Session E3: Upstream Migration

Location

Groningen, The Netherlands

Event Website

http://fishpassage.umass.edu/

Start Date

22-6-2015 4:15 PM

End Date

22-6-2015 4:30 PM

Description

Abstract:

Until 2013, almost 500 barrage weirs were made passable for fish by building fish ladders and by even removing the barriers. The most commonly used types are the pool-weir and the vertical slot passages. A special measure has to be taken at the main ‘front door’ of the Rhine and Meuse rivers, the Haringvliet, that currently is shut from the sea by a dam that only allows downstream migration.
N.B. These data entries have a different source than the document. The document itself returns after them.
PR #1190, opened 2021-04-08
Check consumed bytes in payload unmarshalFunc

lzpap:
# Description of change
Previously, serialized payloads could have trailing, unparsed bytes and were still considered valid.
This PR introduces an extra check that makes sure that the exact number of bytes are unmarshaled, otherwise an error is returned
and the payload is considered to be invalid.

### DIFF
--- a/plugins/syncbeacon/payload/payload.go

In 2018 the dam will be partly opened, in order to make upstream migration possible. In the Upper Rhine, five barrages still have to be provided with fish passages in order to meet the Rhine objective of ‘passability’ to Basel in 2020. The fish passage at the Strasbourg impoundment will start operating in 2015. The same year, construction work on the fish passage at the Gerstheim impoundment will start in order to reconnect the Elz-Dreisam area with the Rhine. The experience and assessment of the effectiveness of the fish passages in the river system built so far will contribute to improve the technical solutions still to construct. The transfer of fish into the old bed of the Rhine in the region around the impoundment Vogelgrün/Breisach is a technical challenge. An efficient fish pass system at the impoundments Rhinau, Marckolsheim and Vogelgrün on the Upper Rhine still must be planned and implemented. Another issue regarding upstream migration is posed by fishing along the river, both by anglers and professional fisherman.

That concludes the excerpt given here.